# What is this fish??



## leafgirl115 (Mar 26, 2006)

just got a new fish to go in with my betta in the 5g. The alge is just to horible!!!

But im not shure what type of alge eater he is? any ideas?


----------



## Guest (Aug 31, 2006)

That is an otocinclus...also known as an oto. He/She is very cute!

http://www.otocinclus.com

They are shoaling fish, so if possible, I'd get atleast one more. He will be happier! If you run out of algae  you can feed him some algae wafers. Mine love them, as well as shrimp pellets...go figure!


----------



## leafgirl115 (Mar 26, 2006)

I algedy have alge wafers

And he will not run out of food for a long time....

I have a 20g that ill be puting him in when he gets too big. is there any thing elce i should know about?

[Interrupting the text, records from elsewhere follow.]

PR #1181, opened 2021-06-08
Fix prematurely removing elements that are still crossfading out

### LINKED ISSUE #1085: [BUG] State updates still interrupting layout animations
**Describe the bug**

This was reported in #732 and fixed in #1018 (v3.10.1), but it seems there still is an issue.

https://codesandbox.io/s/9eh9p?file=/src/Modal.tsx

**Steps to reproduce**

1. Click on a blue square
2. ☑️ Open animation no longer interrupted by state updates
3. Close modal
4. ❌ Close animation is interrupted by state update, comment icon seems to start new animation with default transition, border radius does not return to 10:

https://user-images.githubusercontent.com/159500/113399830-297ce200-93a1-11eb-91c4-82be7f784584.mov

**Expected behavior**

Comment out the `useEffect` in `Modal.tsx` to see the expected behaviour:

https://user-images.githubusercontent.com/159500/113399880-3b5e8500-93a1-11eb-82f3-a0cd622af027.mov

rijk:
I'll add some specific tests for this tomorrow, but I wanted to get this out already so you can take a look. I've ran all existing tests and the e2e tests.

Fixes #1085. 

For a succinct reproduction, see [this Sandbox](https://codesandbox.io/s/framer-motion-state-update-during-layout-transition-issue-9eh9p?file=/src/Test.tsx).

Basically what currently happens is elements in a AnimateSharedLayout + AnimatePresence tree are not animated out nicely, they just disappear, leaving only the following item to complete the crossfade. This can be faked by adding an `exit` animation with the same duration as the crossfade, but that's a workaround for something that should work out of the box.

This changeset defers calling `visualElement.notifyLayoutAnimationComplete()` from `animate` if the element is currently being crossfaded. Instead, the complete call is done from the AnimateSharedLayout stack when the crossfade is completed. I've slightly changed some signatures there, as there was no way yet to know when the crossfade was done; opted to add a Promise return to `stack.animate()`.

### DIFF
--- a/src/components/AnimatePresence/PresenceChild.tsx
+++ b/src/components/AnimatePresence/PresenceChild.tsx
@@ -39,11 +39,8 @@ export const PresenceChild = ({
             custom,
             onExitComplete: (childId: number) => {
                 presenceChildren.set(childId, true)
-                let allComplete = true
-                presenceChildren.forEach((isComplete) => {
-                    if (!isComplete) allComplete = false
-                })
-
+                const completed = [...presenceChildren.values()]
+                const allComplete = completed.every(Boolean)
                 allComplete && onExitComplete?.()
             },
             register: (childId: number) => {
--- a/src/components/AnimateSharedLayout/utils/crossfader.ts
+++ b/src/components/AnimateSharedLayout/utils/crossfader.ts
@@ -4,7 +4,6 @@ import {
     linear,
     mix,
     mixColor,
-    PlaybackControls,
     progress as calcProgress,
 } from "popmotion"
 import { animate } from "../../../animation/animate"
@@ -16,8 +15,8 @@ import { motionValue } from "../../../value"
 export interface Crossfader {
     isActive(): boolean
     getCrossfadeState(element: VisualElement): ResolvedValues | undefined
-    toLead(transition?: Transition): PlaybackControls
-    fromLead(transition?: Transition): PlaybackControls
+    toLead(transition?: Transition): Promise<void>
+    fromLead(transition?: Transition): Promise<void>
     setOptions(options: CrossfadeAnimationOptions): void
     reset(): void
     stop(): void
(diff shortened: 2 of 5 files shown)


src/components/AnimatePresence/PresenceChild.tsx
```diff
@@ -39,11 +39,8 @@ export const PresenceChild = ({
             custom,
             onExitComplete: (childId: number) => {
                 presenceChildren.set(childId, true)
-                let allComplete = true
-                presenceChildren.forEach((isComplete) => {
-                    if (!isComplete) allComplete = false
-                })
-
+                const completed = [...presenceChildren.values()]
+                const allComplete = completed.every(Boolean)
```
rijk, line 43: Just small refactor, no functional change.

src/components/AnimateSharedLayout/utils/crossfader.ts
```diff
@@ -71,42 +70,47 @@ export function createCrossfader(): Crossfader {
         finalCrossfadeFrame = null
         let hasUpdated = false
```
rijk, line 72: Everything below is mostly just whitespace changes for the Promise return. Only new line is the `resolve()` from the `onComplete()`.

rijk:
I have noticed in testing that a non-linear crossfade (like `type: 'spring'`) is marked as completed too soon. Don't know if that's related to this change though, might be an existing issue. I'll investigate further.

src/components/AnimatePresence/PresenceChild.tsx
```diff
@@ -39,11 +39,8 @@ export const PresenceChild = ({
             custom,
             onExitComplete: (childId: number) => {
                 presenceChildren.set(childId, true)
-                let allComplete = true
-                presenceChildren.forEach((isComplete) => {
-                    if (!isComplete) allComplete = false
-                })
-
+                const completed = [...presenceChildren.values()]
```
mattgperry, line 42: Doesn't values() already return a new array?

mattgperry:
Yeah I think this is a good approach, my only brief thought is what if the crossfade completes before the layout animation? Is this not inverting that problem?

src/components/AnimatePresence/PresenceChild.tsx
rijk: No, it returns a `MapIterator`, which behaves like an array in some cases but doesn't have `forEach`, `map`, `filter`, `some`, `every`, etc.

rijk:
Hmm interesting, you're right, I hadn't thought of that. When I use a transition like this:

```
transition={{
  crossfade: { duration: 1 },
  default: { duration: 5 },
}}
```

it does seem to interrupt (restart) the layout animation as well. I guess this is the same problem as [I've noted above](https://github.com/framer/motion/pull/1181#issuecomment-858622430).

What would be a better way to approach this?

mattgperry:
I'm not certain the architecture lends itself but some kind of `Promise.all`. But I also notice there's more difference here. For instance `onNotifyLayoutAnimationComplete` currently gets called when a layout animation completes, whereas in this PR it's only when a crossfade `fromLead` finishes. In the instances where this doesn't run the promise will resolve immediately which isn't correct either and could have unintended consequences of its own.

rijk:
Yeah, I was mistaking the crossfade for the whole thing, including the layout animation. But it's just the opacity switch. Ideally we need to make sure the crossfade is added to the list of animation promises [in Animate](https://github.com/rijk/motion/blob/fix/crossfade-exit/src/motion/features/layout/Animate.tsx#L321) I guess.

rijk:
But the opacity is actually not all; because the main goal is to keep the element in the tree until the layout animation is completed. I don't actually care about the crossfade, the main problem is that the element is removed too soon, triggering a new layout animation while the previous one is still running. That is the main problem I was trying to solve.

rijk:
Ahh hold on, I think I know what the problem is. This should actually be a simple bugfix. What happens is:

1. the axis animations are added to `Promise.all()` and all is well
2. a state change happens, triggering layout animation check
3. no (new) animations; `Promise.all()` resolves immediately
4. `visualElement.notifyLayoutAnimationComplete()` is called — before the promises from step 1 have resolved.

I donyt think ill get him a friend because i should be geting another betta.


----------



## Damon (Jan 18, 2005)

Looks like an O. affinis.


----------



## book_em_danio (Jun 12, 2006)

otocinclus need at least 1-2 others of their own kind. They also tend to be intolerant of poor water quality and are easily killed if you don't keep up with water changes. I actually killed one doing a water change. The tank has plastic plants. He must have been sucking one, even though I shake the water off before putting in the bucket... Anyhow, he ended up in the bucket. When all the plastic plants are in the bucket I fill with HOT water. Seems I cooked the little guy


----------



## honmol (Jan 2, 2006)

leafgirl115 said:


> I have a 20g that ill be puting him in when he gets too big. is there any thing elce i should know about?
> 
> I donyt think ill get him a friend because i should be geting another betta.


He won't get too big. The biggest otocinclus I've ever seen was 1.5". That's about as big as they get.

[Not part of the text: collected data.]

PR #1183, opened 2021-06-10
Fix layout animations interrupted by rerenders

### LINKED ISSUE #1085: [BUG] State updates still interrupting layout animations

rijk:
Supersedes #1181.

**Problem**
State updates that happen during a layout transition, trigger a new call to `animate()`. What then happens is this:

1. For the intial layout animation, the axis animations are added to `Promise.all()` and all is well
2. A state change happens, triggering a new call to `animate()`
3. No (new) animations; `Promise.all()` is called with no animations and resolves immediately
4. `visualElement.notifyLayoutAnimationComplete()` is called — before the promises from step 1 have resolved.

As a result the exiting element disappears mid transition, and a new transition is started for the following element. This can be seen in the Sandbox from the linked issue. 

**Solution**
This change prevents no-op rerenders (e.g. internal state changes that don’t result in a layout animation) from calling `Promise.all()` with `[undefined, undefined]` resulting in a preliminary call to `onComplete()` and `visualElement.notifyLayoutAnimationComplete()`.

Fixes #1085.

### DIFF
--- a/src/motion/features/layout/Animate.tsx
+++ b/src/motion/features/layout/Animate.tsx
@@ -289,11 +289,13 @@ class Animate extends React.Component<AnimateProps> {
          * kept in by the tree by AnimatePresence) then call safeToRemove when all axis animations
          * have successfully finished.
          */
-        return Promise.all(animations).then(() => {
-            this.isAnimatingTree = false
-            onComplete && onComplete()
-            visualElement.notifyLayoutAnimationComplete()
-        })
+        if (animations.filter(Boolean).length) {
+            return Promise.all(animations).then(() => {
+                this.isAnimatingTree = false
+                onComplete && onComplete()
+                visualElement.notifyLayoutAnimationComplete()
+            })
+        }
     }
 
     /**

If you want to give him a treat, take a small slice of zucchini, cook it covered in water for 30 seconds in the microwave, and put it into the tank. It should sink but if it doesn't then try to find a way to weigh it down. Otos love zucchini.


----------



## bettaboy691 (Nov 25, 2006)

its a little of the topic but at my local aquatic shop, the fish in the picture is sold as a chinese algae eater.when i searched on google for "chinese algae eaters" some of the pictures were http://www.aquariumtropicana.co.uk/Images/Fish%20Pictures/indian%20algae%20eater.JPG but other pictures that returned were http://www.azgardens.com/images/Gold-Algae-Eater.gif but these sell as golden/common sucking loach.i'm a little confuse.would someone please tell me what a chinese algae eater is and what a sucking loach is,if they even excist.thanks


----------



## BV77 (Jan 22, 2005)

I wouldn't get any chinese algae eaters....they get agressive when bigger , and harrass other fish


----------



## bettaboy691 (Nov 25, 2006)

i have two of both fish pictured in my last post and they all are fine with each other.they are both in my community tank along with 1 betta,4 cardinal tetra and 3 platies.


----------



## Puffer Pita (Jun 16, 2006)

Otos prefer the company of other otos but its not REQUIRED. They do just fine alone. They are, however, notoriously fragile fish, extremely sensitive to water parameters and are known to drop dead for no apparent reason. IME if you can keep it alive for the first month, it should do well.


----------



## Guest (Jan 13, 2007)

that looks like a small indain algea eater..aka chinease alegea eater...aka sucking loach.....lol


----------



## Guest (Jan 13, 2007)

oh you cdant put him in a 10 gallon he can get 6-8 inches long. I ahve a young one 4 in long and at my LFS they have 3 nfs ones that are 6-8 inches.


----------



## Puffer Pita (Jun 16, 2006)

It is not a Chinese algae eater, they are completely different looking fish. It is an otocinclus.


----------



## Guest (Jan 13, 2007)

Definitely an Otocinclus


----------



## girth vader (Apr 24, 2006)

BV77 said:


> I wouldn't get any chinese algae eaters....they get agressive when bigger , and harrass other fish


ya it's funny, I heard that same rap as well, but I ended up getting 3 for my 90g, lost 1 and have 2.  They are mature at about 6-7" and they don't bother any fish or each other. Perhaps mine are well behaved and I got lucky, but I love them, great personalities as well. I was expecting a temperment of a red tail shark but instead they really are just like over grown ottos. They eat colour bits like a champ though


----------



## Sue Gremlin (Jan 16, 2007)

I absolutely love oto cats. They're a great fish to have!


----------



## Kyoberr (Dec 6, 2006)

Actually, I can't see the picture for some reason. I can see the picture on other people's threads. That is wierd.


----------



## Guest (Feb 8, 2007)

that looks exaclty like my chinease algea eater...


----------



## Daniel1 (Aug 30, 2006)

that looks exaclty like an otto..i have 3 of those...they are really cool to watch...but they are very sensitive to water parameters...and they love diatoms....they keep the front glass of my 29 gals planted really clean


----------



## Guest (Feb 8, 2007)

> that looks exaclty like my chinease algea eater...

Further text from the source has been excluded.